AVAILABLE DATA: Begin
PR #391, opened 2022-02-21
Finish robustness improvements on `make`/`elim`

tbagrel1:
+ Rework `V.{make,elim}` to use the same type-level machinery as
  the new `Replicator.elim` implementation introduced by @aspiwack in https://github.com/tweag/linear-base/pull/390
+ Improve documentation of `V.{make,elim}`, `Replicator.elim` and `Arity` module
+ Expose the type-level helpers from the internal `Arity` module as `Data.Arity.Linear`

### DIFF
--- a/src/Data/Arity/Linear/Internal.hs
+++ b/src/Data/Arity/Linear/Internal.hs
@@ -4,8 +4,10 @@
 {-# LANGUAGE MultiParamTypeClasses #-}
 {-# LANGUAGE StandaloneKindSignatures #-}
 {-# LANGUAGE TypeFamilies #-}
+{-# LANGUAGE TypeFamilyDependencies #-}
 {-# LANGUAGE TypeOperators #-}
 {-# LANGUAGE UndecidableInstances #-}
+{-# OPTIONS_HADDOCK hide #-}
 
 module Data.Arity.Linear.Internal where
 
@@ -15,16 +17,20 @@ import GHC.Types
 
 data Peano = Z | S Peano
 
+-- | Converts a GHC type-level 'Nat' to a structural type-level natural ('Peano').
 type NatToPeano :: Nat -> Peano
 type family NatToPeano n where
   NatToPeano 0 = 'Z
   NatToPeano n = 'S (NatToPeano (n - 1))
 
+-- | Converts a structural type-level natural ('Peano') to a GHC type-level 'Nat'.
 type PeanoToNat :: Peano -> Nat
 type family PeanoToNat n where
   PeanoToNat 'Z = 0
   PeanoToNat ('S n) = 1 + PeanoToNat n
 
+-- | @'FunN' n a b@ represents a function taking @n@ linear arguments of
+-- type @a@ and returning a result of type @b@.
 type FunN :: Peano -> Type -> Type -> Type
 type family FunN n a b where
   FunN 'Z _ b = b
@@ -47,9 +53,11 @@ type family FunN n a b where
 -- consumed. It exists to infer arguments to functions such as
 -- 'Data.Replicator.Linear.elim' from the other arguments if they are known.
 --
--- 'Arity' could be an associated type family to the 'IsFunN' type class. But
--- it's better to make it a closed type family (which can't be associated to a
--- type class) because it lets us give a well-defined error case.
+-- 'Arity' could /theorically/ be an associated type family to the 'IsFunN' type
+-- class. But it's better to make it a closed type family (which can't be
+-- associated to a type class) because it lets us give a well-defined error
+-- case. In addition, GHC cannot see that @0 /= 1 + (? :: Nat)@ and as a result we get
+-- some overlap which is only allowed in (ordered) closed type families.
 type Arity :: Type -> Type -> Nat
 type family Arity b f where
   Arity b b = 0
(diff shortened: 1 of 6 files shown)


src/Data/Replicator/Linear/Internal.hs
```diff
@@ -133,13 +133,26 @@ extend f = map f . duplicate
 --
 -- > elim (,) :: Replicator a %1 -> (a, a)
 -- > elim (,,) :: Replicator a %1 -> (a, a, a)
-elim :: forall (n :: Nat) a b f. (Elim (NatToPeano n) a b, IsFunN a b f, f ~ FunN (NatToPeano n) a b, n ~ Arity b f) => f %1 -> Replicator a %1 -> b
+elim ::
+  forall (n :: Nat) a b f.
+  ( -- Always fulfilled. Provides the actual implementation of 'elim' in
```
tbagrel1, line 138: Unfortunately, it seems that we can't add haddock comments on constraints :sad:

src/Data/Arity/Linear/Internal.hs
```diff
@@ -47,18 +53,20 @@ type family FunN n a b where
...
+-- 'Arity' could /theorically/ be an associated type family to the 'IsFunN' type
+-- class. But it's better to make it a closed type family (which can't be
+-- associated to a type class) because it lets us give a well-defined error
+-- case. Also, GHC cannot see that @0 /= 1 + (? :: Nat)@ and as a result we get
+-- some overlap which is only allowed in (ordered) closed type families.
 type Arity :: Type -> Type -> Nat
 type family Arity b f where
   Arity b b = 0
-  Arity b (a %1 -> f) = Arity b f + 1
+  Arity b (a %p -> f) = Arity b f + 1
```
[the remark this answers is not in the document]
aspiwack: You branch before I pushed a fix to said commit. You can simply remove the offending commit and force-push.

src/Data/Arity/Linear/Internal.hs
```diff
@@ -47,18 +53,20 @@ type family FunN n a b where
 -- consumed. It exists to infer arguments to functions such as
 -- 'Data.Replicator.Linear.elim' from the other arguments if they are known.
 --
--- 'Arity' could be an associated type family to the 'IsFunN' type class. But
--- it's better to make it a closed type family (which can't be associated to a
--- type class) because it lets us give a well-defined error case.
+-- 'Arity' could /theorically/ be an associated type family to the 'IsFunN' type
+-- class. But it's better to make it a closed type family (which can't be
+-- associated to a type class) because it lets us give a well-defined error
+-- case. Also, GHC cannot see that @0 /= 1 + (? :: Nat)@ and as a result we get
```
aspiwack, line 59:
```suggestion
-- case. In addition, GHC cannot see that @0 /= 1 + (? :: Nat)@ and as a result we get
```

src/Data/Replicator/Linear/Internal.hs
aspiwack: What do you mean by “always fulfilled”?

src/Data/Replicator/Linear/Internal.hs
```diff
@@ -133,13 +133,26 @@ extend f = map f . duplicate
...
+    -- terms of @elim\'@
+    Elim (NatToPeano n) a b,
+    -- Asserts that @f@ is a function taking @n@ linear arguments of type
+    -- @a@ and returning a value of type @b@
+    IsFunN a b f,
```
aspiwack, line 143: I'm not sure it's worth repeating the documentation of `IsFunN` here.

src/Data/Replicator/Linear/Internal.hs
```diff
@@ -133,13 +133,26 @@ extend f = map f . duplicate
...
+  b
 elim f r = elim' @(NatToPeano n) f r
 
--- | @'Elim' n a b f@ asserts that @f@ is a function taking @n@ linear arguments
--- of type @a@ and then returning a value of type @b@.
+-- | @'Elim' n a b@ is used to avoid recursion in the implementation of 'elim'
+-- so that 'elim' can be inlined.
 --
--- It is solely used to define the type of the 'elim' function.
+-- 'Elim' is solely used in the signature of that function.
```
aspiwack, line 155:
```suggestion
-- 'Elim' is solely used in the signature of 'elim'.
```

src/Data/Replicator/Linear/Internal.hs
```diff
@@ -133,13 +133,26 @@ extend f = map f . duplicate
...
+  ) =>
+  f %1 ->
+  Replicator a %1 ->
+  b
 elim f r = elim' @(NatToPeano n) f r
 
--- | @'Elim' n a b f@ asserts that @f@ is a function taking @n@ linear arguments
--- of type @a@ and then returning a value of type @b@.
+-- | @'Elim' n a b@ is used to avoid recursion in the implementation of 'elim'
+-- so that 'elim' can be inlined.
```
aspiwack, line 153:
```suggestion
-- | @'Elim' n a b@ is used to implement 'elim' without recursion
-- so that we can guarantee that 'elim' will be inlined and unrolled.
```

src/Data/V/Linear.hs
```diff
@@ -50,6 +50,7 @@ module Data.V.Linear
     theLength,
     Make,
     make,
+    ArityV,
```
aspiwack, line 53:
```suggestion
    * Type-level helpers for staging
    ArityV,
```

src/Data/V/Linear/Internal.hs
```diff
@@ -98,58 +98,111 @@ uncons = Unsafe.toLinear uncons'
...
+  forall (n :: Nat) a b f.
+  ( -- Always fulfilled. GHC cannot prove it for any @n@, but can prove it
+    -- at call site when @n@ is known
+    n ~ PeanoToNat (NatToPeano n),
+    -- Always fulfilled. Provides the actual implementation of 'elim' in
+    -- terms of @elim\'@
+    Elim (NatToPeano n) a b,
+    -- Asserts that @f@ is a function taking @n@ linear arguments of type
+    -- @a@ and returning a value of type @b@
+    IsFunN a b f,
```
aspiwack, line 123: Same comments as above.

src/Data/Replicator/Linear/Internal.hs
tbagrel1: I mean: the end-user doesn't need to check something / implement something on their type to provide an instance of `Elim peanoN a b` (now that `f` is now longer part of the class parameters). There should always be an instance of `Elim peanoN a b` available for any `(peanoN, a, b)`.

My idea was to distinguish actual requirements (that is, the ones that are not fulfilled for any types, e.g. `Hash a` or `Ord a`) and constraints added just to help GHC with typechecking or to avoid recursion.

src/Data/Replicator/Linear/Internal.hs
tbagrel1: The comment was targeting the three last constraints `IsFunN a b f, f ~ FunN (NatToPeano n) a b, n ~ Arity b f`, but Ormolu made them multiline :(

At the beginning, I added these comments for the end-user, but because haddock can't accept comments on constraints, maybe it's worth to remove them all.

aspiwack: You can always write text in the docstring. Not everything needs to be structured :slightly_smiling_face: .

src/Data/Replicator/Linear/Internal.hs
aspiwack: I see. It makes sense, though it may not be the best way to say so. Basically, what you are trying to say is: “dear reader, please don't worry about these instances, they won't get in your way”. Be explicit about it.

src/Data/Replicator/Linear/Internal.hs
```diff
@@ -133,13 +133,27 @@ extend f = map f . duplicate
 --
 -- > elim (,) :: Replicator a %1 -> (a, a)
 -- > elim (,,) :: Replicator a %1 -> (a, a, a)
-elim :: forall (n :: Nat) a b f. (Elim (NatToPeano n) a b, IsFunN a b f, f ~ FunN (NatToPeano n) a b, n ~ Arity b f) => f %1 -> Replicator a %1 -> b
+--
+-- About the constraints of this function (they won't get in your way):
+--
+-- * @'Elim' ('NatToPeano' n) a b@ provides the actual implementation of 'elim'; there is an instance of this class for any @(n, a, b)@
+-- * @'IsFunN' a b f, f ~ 'FunN' ('NatToPeano' n) a b, n ~ 'Arity' b f@ indicate the shape of @f@ to the typechecker (see documentation of 'IsFunN').
```
aspiwack, line 140: :+1:

aspiwack (approved):

PR #394, opened 2022-02-23
Rebasing generic work

treeowl:
Rebase in progress of #316.


treeowl:
I don't know how to set up ormolu for formatting, and I don't really have time to futz with that right now. Can someone help me out?

treeowl:
@aspiwack aside from the formatting thing, I think this is pretty much ready. It doesn't remove *all* the orphans, but that can be done in another PR or two.

tbagrel1:
> I don't know how to set up ormolu for formatting, and I don't really have time to futz with that right now. Can someone help me out?

You should be able to format with `./format.sh` at the root of the repo. It uses `stack` to fetch, build and exec `ormolu` on the codebase.

aspiwack:
If you have Nix installed, you can `$ nix-shell --run "./format,sh"`. Alternatively, if you have Stack installed, you can `./format.sh`.

I pushed a formatting commit.

@tbagrel1 This is a pretty big patch, please give it a review, I'll do the same myself.

src/Control/Functor/Linear/Internal/Class.hs
```diff
@@ -166,3 +208,97 @@ ap f x = f >>= (\f' -> fmap f' x)
...
+deriving via Generically1 ((,,,) a b c)
+  instance Functor ((,,,) a b c)
+deriving via Generically1 ((,,,,) a b c d)
+  instance Functor ((,,,,) a b c d)
+instance Monoid a => Monad ((,) a) where
+  (a, x) >>= f = go a (f x)
+    where go :: a %1-> (a,b) %1-> (a,b)
+          go b1 (b2, y) = (b1 <> b2, y)
+
+deriving via Generically1 (Sum.Sum f g)
```
tbagrel1: I don't really like using `Sum.Sum` (because the prefix doesn't give much information about where the type comes from in this case). Maybe you can change `import Data.Monoid.Linear` to `import Data.Monoid.Linear hiding (Sum)`, and then import `Data.Functor.Sum` unqualified? Also, it would be more consistent with your import of `Data.Functor.Compose`

linear-base.cabal
```diff
@@ -122,7 +124,7 @@ library
         containers,
         ghc-prim,
         hashable,
-        linear-generics,
+        linear-generics >= 0.2 && < 0.3,
```
aspiwack, line 127: Is the upper bound necessary? Do you fear that something will go wrong with the next version of linear-generics?

src/Control/Functor/Linear/Internal/Class.hs
```diff
@@ -166,3 +208,133 @@ ap f x = f >>= (\f' -> fmap f' x)
...
+instance (Generic1 f, Functor (Rep1 f)) => Functor (Generically1 f) where
+  fmap f = Generically1 . to1 . fmap f . from1 . unGenerically1
+
+-- True if the generic type does not contain 'Par1', i.e. it does not use its parameter.
+type family NoPar1 (f :: Type -> Type) :: Bool where
+  NoPar1 U1 = 'True
+  NoPar1 (K1 i v) = 'True
+  NoPar1 (l :*: r) = NoPar1 l && NoPar1 r
+  NoPar1 (l :+: r) = NoPar1 l && NoPar1 r
+  NoPar1 (l :.: r) = NoPar1 l || NoPar1 r
```
aspiwack, line 265: Shouldn't that be
```suggestion
  NoPar1 (l :.: r) = NoPar1 l && NoPar1 r
```
?

src/Control/Functor/Linear/Internal/Class.hs
```diff
@@ -123,6 +143,28 @@ class (Data.Applicative f, Functor f) => Applicative f where
 dataPureDefault :: Applicative f => a -> f a
 dataPureDefault x = pure x
 
+instance Monoid a => Applicative ((,) a) where
```
tbagrel1, line 146: Why can't we derive it through `Generically1` here as you do in `Data.Functor.Linear.Internal.Applicative`?

src/Data/Functor/Linear/Internal/Functor.hs
```diff
@@ -17,9 +26,12 @@ import qualified Control.Monad.Trans.Reader as NonLinear
 import qualified Control.Monad.Trans.State.Strict as Strict
 import Data.Functor.Compose
 import Data.Functor.Const
-import Data.Functor.Identity
+import Data.Functor.Identity (Identity (..))
```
AVAILABLE DATA: End
EXERCISE DESCRIPTION -> Return, in full, every line of these entries that holds "True".

ANSWER SECTION ->
+-- True if the generic type does not contain 'Par1', i.e. it does not use its parameter.
+  NoPar1 U1 = 'True
+  NoPar1 (K1 i v) = 'True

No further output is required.